▶ **Input for this task**:
= Beginning of Section =

PR #1388, opened 2023-06-29
Fix percentage mode and zero first value

### LINKED ISSUE #1386: Percentage mode & zero first value
**Lightweight Charts™ Version:** 4.0.1

**Steps/code to reproduce:**

* Create several line series on one price scale
* The first value of one of the series should be `0`
* Enable percentage mode

```js
import { createChart, PriceScaleMode } from "lightweight-charts";

const chartOptions = {
  height: 200,
  rightPriceScale: {
    borderVisible: false,
    mode: PriceScaleMode.Percentage
  },
  layout: { textColor: "black", background: { type: "solid", color: "white" } }
};
const chart = createChart(document.getElementById("container"), chartOptions);
const series1 = chart.addLineSeries({
  color: "#2962FF"
});
series1.setData([
  { time: 1522033200, value: 0 },
  { time: 1529895600, value: -3 },
  { time: 1537758000, value: 3 }
]);
const series2 = chart.addLineSeries({
  color: "#FF2962"
});
series2.setData([
  { time: 1522033200, value: 1 },
  { time: 1529895600, value: -1 },
  { time: 1537758000, value: 2 }
]);
```

**Actual behavior:**

No series painted

**Expected behavior:**

The only one series should be hidden (that starts from the zero value)

**Screenshots:**

nothing painted:
image

https://codesandbox.io/s/percentage-mode-forked-l6d855?file=/src/index.js

SlicedSilver:
**Type of PR:** bugfix

**PR checklist:**

- [x] Addresses an existing issue: fixes #1386
- [x] Includes tests

**Overview of change:**

When merging price ranges for the price scale, infinite values would always be used if one of the values was infinite (which is the case with percentage mode and zero first value). The code change prevents Infinite values from always winning, but fallback to Infinite if required.

### DIFF
--- a/src/model/price-range-impl.ts
+++ b/src/model/price-range-impl.ts
@@ -2,6 +2,15 @@ import { isNumber } from '../helpers/strict-type-checks';
 
 import { PriceRange } from './series-options';
 
+function computeFiniteResult(
+	values: number[],
+	method: (...values: number[]) => number,
+	fallback: number
+): number {
+	const result = method(...values.filter(Number.isFinite));
+	return Number.isFinite(result) ? result : fallback;
+}
+
 export class PriceRangeImpl {
 	private _minValue: number;
 	private _maxValue!: number;
@@ -43,8 +52,8 @@ export class PriceRangeImpl {
 			return this;
 		}
 		return new PriceRangeImpl(
-			Math.min(this.minValue(), anotherRange.minValue()),
-			Math.max(this.maxValue(), anotherRange.maxValue())
+			computeFiniteResult([this.minValue(), anotherRange.minValue()], Math.min, -Infinity),
+			computeFiniteResult([this.maxValue(), anotherRange.maxValue()], Math.max, Infinity)
 		);
 	}
 
--- a/src/model/price-range-impl.ts
+++ b/src/model/price-range-impl.ts
@@ -2,13 +2,22 @@ import { isNumber } from '../helpers/strict-type-checks';
 
 import { PriceRange } from './series-options';
 
+function ensureFiniteWithFallback(value: number, fallback: number): number {
+	return Number.isFinite(value) ? value : fallback;
+}
+
 function computeFiniteResult(
-	values: number[],
 	method: (...values: number[]) => number,
+	valueOne: number,
+	valueTwo: number,
 	fallback: number
 ): number {
-	const result = method(...values.filter(Number.isFinite));
-	return Number.isFinite(result) ? result : fallback;
+	const firstFinite = Number.isFinite(valueOne);
+	return firstFinite && Number.isFinite(valueTwo)
+		? ensureFiniteWithFallback(method(valueOne, valueTwo), fallback)
+		: firstFinite
+		? valueOne
+		: valueTwo;
 }
 
 export class PriceRangeImpl {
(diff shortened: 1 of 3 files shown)


src/model/price-range-impl.ts
```diff
@@ -2,6 +2,24 @@ import { isNumber } from '../helpers/strict-type-checks';
...
+	valueOne: number,
+	valueTwo: number,
+	fallback: number
+): number {
+	const firstFinite = Number.isFinite(valueOne);
+	return firstFinite && Number.isFinite(valueTwo)
+		? method(valueOne, valueTwo)
+		: firstFinite
+		? valueOne
+		: ensureFiniteWithFallback(valueTwo, fallback);
```
kirchet, line 20:
```suggestion
	return method(
		Number.isFinite(valueOne) ? valueOne : fallback,
		Number.isFinite(valueTwo) ? valueTwo : fallback
	);
```

src/model/price-range-impl.ts
```diff
@@ -2,6 +2,24 @@ import { isNumber } from '../helpers/strict-type-checks';
...
+}
```
kirchet, line 21:
```suggestion
function computeFiniteResult(
	method: (...values: number[]) => number,
	valueOne: number,
	valueTwo: number,
	fallback: number
): number {
	return method(
		ensureFiniteWithFallback(valueOne, fallback),
		ensureFiniteWithFallback(valueTwo, fallback)
	);
}
```

SlicedSilver: We would like the fallback to be possibly an Infinite value so this wouldn't work.

We expect that this: `computeFiniteResult(Math.min, -Infinity, 55, -Infinity)` should return `55`. With this change it would return `-Infinity`.

Essentially the fallback should be used if BOTH values are Infinite.

Where we are using the code, we would like it to be Infinite if both values are infinite, but finite if either value (or both) are finite.

I suspect that the function (and the variables) could be named better.

Maybe: `fallback` → `fallbackIfBothNonFinite`

kirchet: Then probably we need to filter out infinite values first

```ts
function finiteValuesOrNull(...values: number[]): numer[] | null {
  const result = values.filter(Numer.isFinite);
  return result.length ? result : null;
}
...
return new PriceRangeImpl(
  Math.min(...(finiteValuesOrNull(this.minValue(), anotherRange.minValue()) || [-Infinity])),
  Math.max(...(finiteValuesOrNull(this.maxValue(), anotherRange.maxValue()) || [Infinity]))
);
```

SlicedSilver: My original commit used `filter` but I changed it to the current version because I wanted to avoid using arrays so that the function is a bit faster (avoid creating and spreading array if possible).

The original commit had:
```typescript
function computeFiniteResult(
 	values: number[],
	method: (...values: number[]) => number,
 	fallback: number
 ): number {
 	const result = method(...values.filter(Number.isFinite));
 	return Number.isFinite(result) ? result : fallback;
 }
```

This function will be called on every scroll / scale / etc... so I tried to make it a bit faster (didn't actually benchmark the difference).

kirchet: OK, anyway I think we should get rid of `ensureFiniteWithFallback`

```suggestion
function computeFiniteResult(
	method: (...values: number[]) => number,
	valueOne: number,
	valueTwo: number,
	fallback: number
): number {
	const firstFinite = Number.isFinite(valueOne);
	const secondFinite = Number.isFinite(valueTwo);
	
	if (firstFinite && secondFinite) {
		return method(valueOne, valueTwo);
	}
	
	return !firstFinite && !secondFinite ? fallback : (firstFinite ? valueOne : valueTwo);
}
```

kirchet (approved):

bitcoinfinancier (approved):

= End of Section =

▶ **Instructions to follow**: Spot every line in the entries that includes the word "chartOptions", and copy each one out.

▶ **Answer**:
const chartOptions = {
const chart = createChart(document.getElementById("container"), chartOptions);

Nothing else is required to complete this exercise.